---------- INFORMATION

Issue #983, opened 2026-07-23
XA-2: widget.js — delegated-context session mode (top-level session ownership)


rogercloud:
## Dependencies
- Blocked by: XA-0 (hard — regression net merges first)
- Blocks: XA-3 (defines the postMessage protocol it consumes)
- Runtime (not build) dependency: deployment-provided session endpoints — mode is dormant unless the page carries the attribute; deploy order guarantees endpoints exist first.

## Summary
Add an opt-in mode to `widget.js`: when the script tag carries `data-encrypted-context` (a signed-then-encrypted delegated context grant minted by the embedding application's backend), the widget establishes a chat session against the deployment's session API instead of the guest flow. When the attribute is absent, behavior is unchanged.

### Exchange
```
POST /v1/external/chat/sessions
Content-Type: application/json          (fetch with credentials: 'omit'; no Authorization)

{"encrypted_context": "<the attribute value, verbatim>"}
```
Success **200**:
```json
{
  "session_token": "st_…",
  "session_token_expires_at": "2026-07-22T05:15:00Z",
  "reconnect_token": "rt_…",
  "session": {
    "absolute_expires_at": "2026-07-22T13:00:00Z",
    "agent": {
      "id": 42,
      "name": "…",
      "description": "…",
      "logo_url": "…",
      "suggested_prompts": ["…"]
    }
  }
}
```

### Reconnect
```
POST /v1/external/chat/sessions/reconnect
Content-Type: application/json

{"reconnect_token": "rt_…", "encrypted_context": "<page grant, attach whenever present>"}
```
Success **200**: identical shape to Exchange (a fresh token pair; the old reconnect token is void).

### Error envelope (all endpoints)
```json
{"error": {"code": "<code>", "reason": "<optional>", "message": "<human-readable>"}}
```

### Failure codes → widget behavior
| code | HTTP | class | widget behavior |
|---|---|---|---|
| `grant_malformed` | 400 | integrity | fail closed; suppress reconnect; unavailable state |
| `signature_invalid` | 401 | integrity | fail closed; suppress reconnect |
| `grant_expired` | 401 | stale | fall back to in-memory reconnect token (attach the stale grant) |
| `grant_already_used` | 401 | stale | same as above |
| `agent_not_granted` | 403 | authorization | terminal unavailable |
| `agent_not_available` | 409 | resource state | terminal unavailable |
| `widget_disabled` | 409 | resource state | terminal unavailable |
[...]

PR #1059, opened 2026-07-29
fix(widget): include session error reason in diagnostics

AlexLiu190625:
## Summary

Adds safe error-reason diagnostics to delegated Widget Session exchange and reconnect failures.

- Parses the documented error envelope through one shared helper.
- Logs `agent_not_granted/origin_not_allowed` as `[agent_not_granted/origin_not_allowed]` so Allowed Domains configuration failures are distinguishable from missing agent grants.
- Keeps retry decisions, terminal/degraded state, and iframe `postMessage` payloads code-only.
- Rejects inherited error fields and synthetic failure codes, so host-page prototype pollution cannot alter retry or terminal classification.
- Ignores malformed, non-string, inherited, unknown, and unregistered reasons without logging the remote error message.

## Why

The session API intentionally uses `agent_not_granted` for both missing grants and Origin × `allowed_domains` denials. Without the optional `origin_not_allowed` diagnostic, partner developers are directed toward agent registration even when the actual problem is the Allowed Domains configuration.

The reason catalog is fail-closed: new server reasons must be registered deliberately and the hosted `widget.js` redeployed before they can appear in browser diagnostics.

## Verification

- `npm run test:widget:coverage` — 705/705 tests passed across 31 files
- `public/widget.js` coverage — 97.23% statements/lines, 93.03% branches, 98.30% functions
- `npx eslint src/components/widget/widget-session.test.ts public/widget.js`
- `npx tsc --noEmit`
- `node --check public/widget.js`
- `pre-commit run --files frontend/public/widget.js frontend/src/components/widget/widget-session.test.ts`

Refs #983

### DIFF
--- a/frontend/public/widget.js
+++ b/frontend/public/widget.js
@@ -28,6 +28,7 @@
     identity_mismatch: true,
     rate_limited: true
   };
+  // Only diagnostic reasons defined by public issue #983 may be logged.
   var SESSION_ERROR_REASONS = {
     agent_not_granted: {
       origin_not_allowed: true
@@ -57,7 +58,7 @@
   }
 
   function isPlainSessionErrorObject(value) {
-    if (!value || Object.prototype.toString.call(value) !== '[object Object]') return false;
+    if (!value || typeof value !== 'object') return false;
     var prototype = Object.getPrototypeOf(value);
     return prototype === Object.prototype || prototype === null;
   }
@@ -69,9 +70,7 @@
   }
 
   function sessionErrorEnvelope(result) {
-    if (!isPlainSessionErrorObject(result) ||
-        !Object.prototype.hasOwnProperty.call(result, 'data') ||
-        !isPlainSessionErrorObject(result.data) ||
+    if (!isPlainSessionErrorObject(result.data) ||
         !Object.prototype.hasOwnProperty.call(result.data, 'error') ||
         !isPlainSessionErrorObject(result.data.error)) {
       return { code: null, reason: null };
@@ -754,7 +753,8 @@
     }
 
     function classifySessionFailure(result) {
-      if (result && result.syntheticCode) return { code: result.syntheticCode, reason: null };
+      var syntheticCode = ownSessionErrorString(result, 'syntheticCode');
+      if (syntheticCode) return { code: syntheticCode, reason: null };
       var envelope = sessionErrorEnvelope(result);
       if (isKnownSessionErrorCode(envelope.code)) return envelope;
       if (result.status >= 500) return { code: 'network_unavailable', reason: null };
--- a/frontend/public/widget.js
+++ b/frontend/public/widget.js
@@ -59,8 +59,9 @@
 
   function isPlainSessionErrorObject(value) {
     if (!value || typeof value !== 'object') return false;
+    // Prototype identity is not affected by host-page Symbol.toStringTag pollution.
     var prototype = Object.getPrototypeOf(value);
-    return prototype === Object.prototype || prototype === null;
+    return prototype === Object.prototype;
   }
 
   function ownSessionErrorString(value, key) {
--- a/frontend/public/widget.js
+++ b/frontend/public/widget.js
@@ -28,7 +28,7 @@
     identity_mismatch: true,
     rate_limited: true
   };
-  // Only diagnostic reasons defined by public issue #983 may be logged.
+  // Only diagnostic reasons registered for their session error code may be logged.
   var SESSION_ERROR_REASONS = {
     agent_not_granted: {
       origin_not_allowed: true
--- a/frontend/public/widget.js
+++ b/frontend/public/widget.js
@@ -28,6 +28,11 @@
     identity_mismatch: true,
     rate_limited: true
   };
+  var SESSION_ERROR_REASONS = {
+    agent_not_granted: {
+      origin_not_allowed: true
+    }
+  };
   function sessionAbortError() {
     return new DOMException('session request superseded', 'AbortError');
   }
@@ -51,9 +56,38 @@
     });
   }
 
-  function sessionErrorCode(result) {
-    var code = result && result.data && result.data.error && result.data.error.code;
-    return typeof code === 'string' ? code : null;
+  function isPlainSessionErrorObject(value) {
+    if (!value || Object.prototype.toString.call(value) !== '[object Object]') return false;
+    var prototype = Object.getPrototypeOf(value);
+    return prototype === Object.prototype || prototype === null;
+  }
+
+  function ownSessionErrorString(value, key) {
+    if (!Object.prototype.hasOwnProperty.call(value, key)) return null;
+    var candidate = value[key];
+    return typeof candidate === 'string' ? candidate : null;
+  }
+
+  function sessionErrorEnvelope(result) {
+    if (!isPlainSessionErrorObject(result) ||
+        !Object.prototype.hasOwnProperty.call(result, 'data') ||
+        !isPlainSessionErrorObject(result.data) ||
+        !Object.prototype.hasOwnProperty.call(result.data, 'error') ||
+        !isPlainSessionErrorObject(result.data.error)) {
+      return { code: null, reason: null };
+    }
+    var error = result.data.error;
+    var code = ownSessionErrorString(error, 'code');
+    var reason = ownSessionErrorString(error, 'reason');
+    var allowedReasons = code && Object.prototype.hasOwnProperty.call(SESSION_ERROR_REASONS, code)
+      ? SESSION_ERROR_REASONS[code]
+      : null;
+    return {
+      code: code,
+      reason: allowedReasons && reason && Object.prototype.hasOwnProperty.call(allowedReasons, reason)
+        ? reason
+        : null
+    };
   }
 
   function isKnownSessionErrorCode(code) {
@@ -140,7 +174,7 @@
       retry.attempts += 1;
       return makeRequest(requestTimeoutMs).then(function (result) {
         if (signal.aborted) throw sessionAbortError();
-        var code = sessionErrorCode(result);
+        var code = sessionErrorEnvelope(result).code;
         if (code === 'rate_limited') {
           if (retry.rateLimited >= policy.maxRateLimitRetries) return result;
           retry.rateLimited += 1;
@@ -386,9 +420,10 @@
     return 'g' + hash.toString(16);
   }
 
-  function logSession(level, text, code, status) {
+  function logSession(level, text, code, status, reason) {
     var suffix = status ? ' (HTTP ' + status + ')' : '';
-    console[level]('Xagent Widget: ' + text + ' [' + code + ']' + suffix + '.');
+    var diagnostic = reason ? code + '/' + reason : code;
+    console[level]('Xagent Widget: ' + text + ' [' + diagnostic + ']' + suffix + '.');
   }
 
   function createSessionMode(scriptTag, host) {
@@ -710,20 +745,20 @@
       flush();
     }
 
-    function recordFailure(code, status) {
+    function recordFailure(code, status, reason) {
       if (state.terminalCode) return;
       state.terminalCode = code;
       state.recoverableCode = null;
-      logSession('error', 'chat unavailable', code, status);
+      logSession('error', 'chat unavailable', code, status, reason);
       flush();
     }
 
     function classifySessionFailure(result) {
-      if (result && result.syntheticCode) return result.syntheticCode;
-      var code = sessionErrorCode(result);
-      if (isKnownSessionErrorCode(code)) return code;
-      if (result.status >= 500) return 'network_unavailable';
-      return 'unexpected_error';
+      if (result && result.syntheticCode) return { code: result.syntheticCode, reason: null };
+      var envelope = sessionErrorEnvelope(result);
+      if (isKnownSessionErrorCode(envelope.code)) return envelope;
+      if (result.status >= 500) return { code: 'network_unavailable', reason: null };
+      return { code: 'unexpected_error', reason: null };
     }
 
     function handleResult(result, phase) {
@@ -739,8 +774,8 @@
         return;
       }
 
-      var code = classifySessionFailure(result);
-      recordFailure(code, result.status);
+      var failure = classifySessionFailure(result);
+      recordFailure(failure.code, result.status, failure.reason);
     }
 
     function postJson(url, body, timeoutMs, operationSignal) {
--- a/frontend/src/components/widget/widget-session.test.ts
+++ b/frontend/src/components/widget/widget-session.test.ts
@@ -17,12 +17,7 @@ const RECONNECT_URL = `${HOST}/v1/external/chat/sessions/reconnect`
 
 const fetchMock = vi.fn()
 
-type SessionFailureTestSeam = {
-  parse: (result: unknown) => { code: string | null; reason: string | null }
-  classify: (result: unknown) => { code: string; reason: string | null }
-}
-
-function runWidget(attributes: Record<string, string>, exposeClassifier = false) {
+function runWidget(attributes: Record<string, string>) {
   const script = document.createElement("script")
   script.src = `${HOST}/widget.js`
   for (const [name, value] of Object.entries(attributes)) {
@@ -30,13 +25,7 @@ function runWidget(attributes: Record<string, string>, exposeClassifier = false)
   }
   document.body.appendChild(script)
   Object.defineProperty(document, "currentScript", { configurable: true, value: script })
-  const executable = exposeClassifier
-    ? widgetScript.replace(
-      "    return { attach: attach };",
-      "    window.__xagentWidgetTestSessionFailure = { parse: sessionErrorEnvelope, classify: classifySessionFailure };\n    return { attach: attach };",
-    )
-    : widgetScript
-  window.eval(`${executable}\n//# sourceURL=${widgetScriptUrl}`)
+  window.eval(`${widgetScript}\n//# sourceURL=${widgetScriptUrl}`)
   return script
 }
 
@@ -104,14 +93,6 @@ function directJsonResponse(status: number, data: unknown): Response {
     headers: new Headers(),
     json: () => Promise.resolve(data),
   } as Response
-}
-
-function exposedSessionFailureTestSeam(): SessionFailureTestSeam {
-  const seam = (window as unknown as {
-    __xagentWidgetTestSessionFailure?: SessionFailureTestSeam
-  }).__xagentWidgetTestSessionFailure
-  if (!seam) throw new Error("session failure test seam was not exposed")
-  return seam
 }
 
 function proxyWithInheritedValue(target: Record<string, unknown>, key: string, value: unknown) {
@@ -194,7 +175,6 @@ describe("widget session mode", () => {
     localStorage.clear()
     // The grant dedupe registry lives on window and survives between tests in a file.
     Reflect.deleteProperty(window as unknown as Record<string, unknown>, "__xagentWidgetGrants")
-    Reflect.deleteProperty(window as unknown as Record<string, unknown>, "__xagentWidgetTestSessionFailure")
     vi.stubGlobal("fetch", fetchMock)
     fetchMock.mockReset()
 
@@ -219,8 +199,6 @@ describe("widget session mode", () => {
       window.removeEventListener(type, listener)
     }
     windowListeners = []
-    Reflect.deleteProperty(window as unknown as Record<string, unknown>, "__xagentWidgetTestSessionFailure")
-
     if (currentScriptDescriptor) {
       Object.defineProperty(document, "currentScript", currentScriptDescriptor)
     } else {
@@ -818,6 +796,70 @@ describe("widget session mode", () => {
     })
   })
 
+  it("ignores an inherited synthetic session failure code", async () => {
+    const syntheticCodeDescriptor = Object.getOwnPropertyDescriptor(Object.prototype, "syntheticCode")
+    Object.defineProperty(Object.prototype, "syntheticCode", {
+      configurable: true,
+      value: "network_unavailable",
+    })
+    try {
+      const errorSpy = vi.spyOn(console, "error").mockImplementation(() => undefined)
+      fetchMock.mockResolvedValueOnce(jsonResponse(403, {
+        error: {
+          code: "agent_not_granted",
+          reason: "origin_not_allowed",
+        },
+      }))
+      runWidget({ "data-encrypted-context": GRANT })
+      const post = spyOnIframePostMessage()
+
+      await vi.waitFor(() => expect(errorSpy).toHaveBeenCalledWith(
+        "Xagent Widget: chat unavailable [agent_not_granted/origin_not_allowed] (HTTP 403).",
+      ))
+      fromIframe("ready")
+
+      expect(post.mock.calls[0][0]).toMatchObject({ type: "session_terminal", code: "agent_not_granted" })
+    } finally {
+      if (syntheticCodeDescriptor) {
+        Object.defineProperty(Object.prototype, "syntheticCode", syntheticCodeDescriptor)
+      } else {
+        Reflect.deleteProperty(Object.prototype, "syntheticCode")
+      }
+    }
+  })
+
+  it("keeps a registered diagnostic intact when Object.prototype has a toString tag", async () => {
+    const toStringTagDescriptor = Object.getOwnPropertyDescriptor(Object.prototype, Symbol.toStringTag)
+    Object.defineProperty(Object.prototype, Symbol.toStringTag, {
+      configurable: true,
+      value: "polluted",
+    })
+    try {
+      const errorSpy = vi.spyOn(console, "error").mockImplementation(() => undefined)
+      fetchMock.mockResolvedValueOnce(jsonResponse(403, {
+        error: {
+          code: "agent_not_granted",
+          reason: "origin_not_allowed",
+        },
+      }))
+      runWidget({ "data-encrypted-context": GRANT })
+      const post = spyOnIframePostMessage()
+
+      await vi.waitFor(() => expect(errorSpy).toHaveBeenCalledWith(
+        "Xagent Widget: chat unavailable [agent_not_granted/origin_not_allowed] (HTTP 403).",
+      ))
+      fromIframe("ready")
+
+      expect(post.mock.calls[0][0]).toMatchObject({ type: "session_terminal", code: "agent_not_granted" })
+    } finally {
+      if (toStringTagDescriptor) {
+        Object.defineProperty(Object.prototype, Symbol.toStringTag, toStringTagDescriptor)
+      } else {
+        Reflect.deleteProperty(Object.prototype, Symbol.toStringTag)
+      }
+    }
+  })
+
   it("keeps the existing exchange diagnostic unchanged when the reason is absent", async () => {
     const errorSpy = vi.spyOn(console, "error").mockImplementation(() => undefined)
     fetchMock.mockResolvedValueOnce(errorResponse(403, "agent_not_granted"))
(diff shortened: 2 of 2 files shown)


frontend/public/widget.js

--------------------

WORK REQUEST:
Your answer should consist of the lines from the line with "text, code, status)" to the line with "failure = classifySessionFailure(result);" above, repeated exactly, both ends included.

EXERCISE SOLUTION:
-  function logSession(level, text, code, status) {
+  function logSession(level, text, code, status, reason) {
     var suffix = status ? ' (HTTP ' + status + ')' : '';
-    console[level]('Xagent Widget: ' + text + ' [' + code + ']' + suffix + '.');
+    var diagnostic = reason ? code + '/' + reason : code;
+    console[level]('Xagent Widget: ' + text + ' [' + diagnostic + ']' + suffix + '.');
   }
 
   function createSessionMode(scriptTag, host) {
@@ -710,20 +745,20 @@
       flush();
     }
 
-    function recordFailure(code, status) {
+    function recordFailure(code, status, reason) {
       if (state.terminalCode) return;
       state.terminalCode = code;
       state.recoverableCode = null;
-      logSession('error', 'chat unavailable', code, status);
+      logSession('error', 'chat unavailable', code, status, reason);
       flush();
     }
 
     function classifySessionFailure(result) {
-      if (result && result.syntheticCode) return result.syntheticCode;
-      var code = sessionErrorCode(result);
-      if (isKnownSessionErrorCode(code)) return code;
-      if (result.status >= 500) return 'network_unavailable';
-      return 'unexpected_error';
+      if (result && result.syntheticCode) return { code: result.syntheticCode, reason: null };
+      var envelope = sessionErrorEnvelope(result);
+      if (isKnownSessionErrorCode(envelope.code)) return envelope;
+      if (result.status >= 500) return { code: 'network_unavailable', reason: null };
+      return { code: 'unexpected_error', reason: null };
     }
 
     function handleResult(result, phase) {
@@ -739,8 +774,8 @@
         return;
       }
 
-      var code = classifySessionFailure(result);
-      recordFailure(code, result.status);
+      var failure = classifySessionFailure(result);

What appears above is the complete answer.